Inevitably, Gillis was going to go up against Reeves in contending for the starting shortstop slot in Boston. Reeves grabbed the third-base job, though, and it was Hal Rhyne who got the lion’s share of the work at short. Gillis appeared in 28 games for manager Bill Carrigan between May 1 and June 25, hitting .247. He finished out the year with the Columbus Senators in the American Association (89 games, with a .266 average).
Gillis played nine more years in minor-league ball, working with Jersey City in 1930, Jersey City and Memphis in 1931, and Memphis in 1932. In March 1932 he married Evelyn Mathilde Williams. He then spent three seasons with Charlotte in the Piedmont League, and his final three years, 1936-38, with the Moultrie Packers in Class D, in the Georgia-Florida League (he was a player/manager in 1936 and ’37). Both in the majors and the minors, his fielding percentage was a couple of points under .950. His collective minor-league batting average in 1,402 games was .281. It had been .245 in the big leagues.
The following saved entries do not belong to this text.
PR #2669, opened 2026-07-24
[enzyme] treat scf.if as a single statement for the purpose of atomic removal

ftynse:
This is conservatively correct in the polyhedral world.

Assisted-by: GPT 5.3

### DIFF
--- a/src/enzyme_ad/jax/Passes/RemoveAtomics.cpp
+++ b/src/enzyme_ad/jax/Passes/RemoveAtomics.cpp
@@ -339,74 +339,90 @@ bool isAccessRacy(ScopStmt &stmtA, MemoryAccess *accessA, ScopStmt &stmtB,
   return isAccessRacy(schedule.get_root().child(0), deps);
 }
 
+ScopStmt *getStatementContaining(IslScop &scop, Operation *op) {
+  for (ScopStmt &stmt : scop)
+    if (stmt.getOperation() == op || stmt.getOperation()->isAncestor(op))
+      return &stmt;
+  return nullptr;
+}
+
+MemoryAccess *getAtomicArrayWrite(enzyme::AffineAtomicRMWOp rmw,
+                                  ScopStmt &stmt) {
+  MemoryAccess *write = nullptr;
+  for (MemoryAccess *ma : stmt) {
+    if (ma->Kind != MemoryAccess::MT_Array || !ma->isWrite())
+      continue;
+    if (ma->AI->val != rmw.getMemref())
+      continue;
+    if (write)
+      return nullptr;
+    write = ma;
+  }
+  return write;
+}
+
 // Determines whether it is safe to "remove", i.e. convert an atomic rmw to
 // non-atomic read-modify-store.
 //
-// This is safe when there is no racy access w.r.t. to the rmw.
-bool isSafeToRemoveAtomicImpl(enzyme::AffineAtomicRMWOp rmw, IslScop &scop) {
+// This is safe when there is no other racy atomic rmw w.r.t. this rmw. Regular
+// load/store races are ignored because those races already exist in the input.
+bool isSafeToRemoveAtomicImpl(enzyme::AffineAtomicRMWOp rmw, IslScop &scop,
+                              ArrayRef<enzyme::AffineAtomicRMWOp> rmws) {
   LDBG() << "Handling rmw: " << rmw;
-  ScopStmt &rmwStmt = scop.getStatement(rmw);
-  MemoryAccess *theArrayWrite = nullptr;
-  for (MemoryAccess *ma : rmwStmt)
-    if (ma->Kind == MemoryAccess::MT_Array && ma->isMustWrite())
-      theArrayWrite = ma;
+  ScopStmt *rmwStmt = getStatementContaining(scop, rmw);
+  if (!rmwStmt) {
+    LDBG() << "Failed to find statement for rmw";
+    return false;
+  }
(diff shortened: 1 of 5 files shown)


test/lit_tests/remove_atomic_rmw.mlir
```diff
@@ -802,3 +802,44 @@ module {
...
+      affine.parallel (%arg2, %arg3) = (0, 0) to (4, 5) {
+        %2 = "enzymexla.pointer2memref"(%arg1) : (!llvm.ptr) -> memref<?xi8>
+        %3 = affine.load %2[%arg2] : memref<?xi8>
+        %4 = arith.extui %3 : i8 to i32
+        %5 = arith.andi %4, %c1_i32 : i32
+        %6 = arith.cmpi eq, %5, %c0_i32 : i32
+        %7 = scf.if %6 -> (f32) {
+          scf.yield %cst : f32
+        } else {
+          %9 = affine.load %0[%arg2 + %arg3 * 5 + 16] : memref<?xf32>
```
wsmoses, line 975: so this loads %0[%arg2 + %arg3 * 5 + 16]

the atomicrmw does

%0[%arg2 + %arg3 * 5 + 14] += ...

given that arg2 ranges from 0-4 I don't think it is legal to lower this atomic?

if the load was on a different aliasing result or the bounds were different it would be?

src/enzyme_ad/jax/Passes/RemoveAtomics.cpp
```diff
@@ -323,6 +323,15 @@ bool isSafeToRemoveAtomicImpl(enzyme::AffineAtomicRMWOp rmw, IslScop &scop) {
       if (!mayAlias(thisArray, theArray))
         continue;
 
+      // A may-write to an aliasing memref (e.g. effects summarized from
+      // conditional regions) is too imprecise to prove non-racy, so keep the
```
wsmoses: Shouldn't this be handled by the following two helpers?

```
      if (thisArray != theArray) {
        if (isAnyInstanceRacy(rmwStmt, stmt)) {
          LDBG() << "Found racy write to an aliasing array: "
                 << *stmt.getOperation();
          return false;
        }
      } else {
        if (isAccessRacy(rmwStmt, theArrayWrite, stmt, ma)) {
          LDBG() << "Found racy write to the same array: "
                 << *stmt.getOperation();
          return false;
        }
      }
```

wsmoses:
@copilot rebase this onto current main

wsmoses (approved):
manually rebased this, I don't totally follow how we check if the other is atomic or not?

we also have a non-affine atomic rmw too that we need to check against [and the llvm/memref one]

ftynse:
> manually rebased this, I don't totally follow how we check if the other is atomic or not?

We go through the list of all atomics around here: https://github.com/EnzymeAD/Enzyme-JAX/pull/2669/changes#diff-5cef3446c77396051782bed61d2497420fafee1d1fec8025ccd066f99f48fb1cR388

> we also have a non-affine atomic rmw too that we need to check against [and the llvm/memref one]

Those are "regular" side-effecting operations, we don't treat them specially, so they are already covered by conservative default. We only need special casing for normal load/store that we decided not preclude removal of atomics. I'll add a test.

There may be a slightly more advanced version of this where we understand other atomics but assume they "may-access" the entire memref + aliases instead of the specific subscript (typical polyhedral overapproximation), but I'll leave that for a follow-up.

test/lit_tests/remove_atomic_rmw.mlir
```diff
@@ -675,7 +787,6 @@ module {
 // CHECK:             affine.parallel (%[[VAL_1:.*]]) = (0) to (4) {
 // CHECK:               affine.parallel (%[[VAL_2:.*]]) = (0) to (4) {
 // CHECK:                 affine.store %[[ARG0]], %[[ARG1]]{{\[}}%[[VAL_1]], %[[VAL_2]] + 4] : memref<?x?xf32>
-// CHECK:                 %[[AFFINE_ATOMIC_RMW_0:.*]] = enzyme.affine_atomic_rmw addf %[[ARG0]], %[[ARG1]], (#[[$ATTR_7]]) {{\[}}%[[VAL_1]], %[[VAL_2]]] : (f32, memref<?x?xf32>) -> f32
```
wsmoses, line 678: we should restore these checks?

test/lit_tests/remove_atomic_rmw.mlir
```diff
@@ -25,7 +24,9 @@ module {
 // CHECK:               affine.store %[[CONSTANT_0]], %[[ARG4]]{{\[}}%[[VAL_2]]] : memref<?xf32>
 // CHECK:               %[[MULF_1:.*]] = arith.mulf %[[LOAD_2]], %[[ARG0]] : f32
 // CHECK:               %[[MULF_2:.*]] = arith.mulf %[[LOAD_2]], %[[LOAD_1]] : f32
-// CHECK:               %[[AFFINE_ATOMIC_RMW_0:.*]] = enzyme.affine_atomic_rmw addf %[[MULF_1]], %[[ARG2]], (#[[$ATTR_0]]) {{\[}}%[[VAL_2]]] : (f32, memref<?xf32>) -> f32
+// CHECK:               %[[LOAD_3:.*]] = affine.load %[[ARG2]]{{\[}}%[[VAL_2]]] : memref<?xf32>
```
wsmoses, line 27: can we do a test with an enzyme.affine atomic and enzyme.non affine atomic

PR #2694, opened 2026-07-28
raise math.atan2

Pangoraw:


wsmoses (approved):
double check the atan(y, x) convention is the same one between the math dialect and nv_atan2, otherwise lgtm

Pangoraw:
StableHLO Atan2 is atan2 from IEEE-754 (atan2(y,x) is atan(y/x))
The nv_atan2 does not really have a spec apart from the singularity __nv_atan2(0, 1) returns +0. but nv_atan2(y, x) is atan(y/x)
math.atan2(y,x) is also somehow underspeced but it's math.atan(y/x). so i think the raising is correct.

wsmoses:
cool sgtm [just wanted to double check]

PR #2695, opened 2026-07-28
Allow equivalent affine maps for for to while raising

Pangoraw:
with https://github.com/EnzymeAD/Enzyme-JAX/pull/2666, we exercise this path more often.

### DIFF
--- a/src/enzyme_ad/jax/Passes/AffineToStableHLORaising.cpp
+++ b/src/enzyme_ad/jax/Passes/AffineToStableHLORaising.cpp
@@ -1183,6 +1183,27 @@ static LogicalResult tryRaisingForOpToStableHLOUnroll(
   return success();
 }
 
+static bool equivUpToConstant(const affine::AffineValueMap &a,
+                              const affine::AffineValueMap &b) {
+  if (a.getOperands() != b.getOperands())
+    return false;
+
+  auto amap = a.getAffineMap(), bmap = b.getAffineMap();
+
+  if (amap.getNumDims() != bmap.getNumDims() ||
+      amap.getNumSymbols() != bmap.getNumSymbols() ||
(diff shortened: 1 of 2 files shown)


wsmoses (commented):
I don't follow, why is this safe?

Pangoraw:
once loaded, the constant offsets of a value's map are not used anywhere. just for each dimension, whether the stride (constant multiplied by the dimension) is positive/negative and whether or not the result is depending on a dimension.

```
    %0 = affine.load %arg0[27, %arg2 + 8, %arg3 + 8] : memref<36x112x208xf64, 1>
    %1 = affine.for %arg4 = 0 to 19 iter_args(%arg5 = %0) -> (f64) {
      %2 = affine.load %arg0[-%arg4 + 26, %arg2 + 8, %arg3 + 8] : memref<36x112x208xf64, 1>
      %3 = affine.load %arg1[-%arg4 + 19, %arg2, %arg3] : memref<20x96x192xf64, 1>
      %4 = arith.mulf %3, %arg5 {fastmathFlags = #llvm.fastmath<none>} : f64
      %5 = arith.subf %2, %4 {fastmathFlags = #llvm.fastmath<none>} : f64
      affine.store %5, %arg0[-%arg4 + 26, %arg2 + 8, %arg3 + 8] : memref<36x112x208xf64, 1>
      affine.yield %5 : f64
    }
```

here
```
%0: (%arg2, %arg3) -> (%arg2 + 8, %arg3 + 8)
%5: (%arg2, %arg3) -> (%arg2, %arg3)
```

if we were to alignMemory, it would be a no-op.

wsmoses (approved):
okay sure, can you add a comment saying that?

or even perhaps making the helper function called, equivalentUnderAlignMemory or something [with the explanation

After the 1938 season Gillis left the game, at some point taking up work as a teacher and coach at the Georgia Military Academy. Living in Gosport, Alabama, he died at the hospital in Thomasville, Alabama, on February 4, 1981. He was survived by his second wife, Marjorie L. Gillis; a son, Michael, and a daughter, listed in his obituary as Mrs. Dick Cheney of Tuscaloosa.
In addition to the sources noted in this biography, the author also accessed Gillis’s player file from the National Baseball Hall of Fame, the online SABR Encyclopedia, Retrosheet.org, and Baseball-Reference.com, and the Encyclopedia of Minor League Baseball.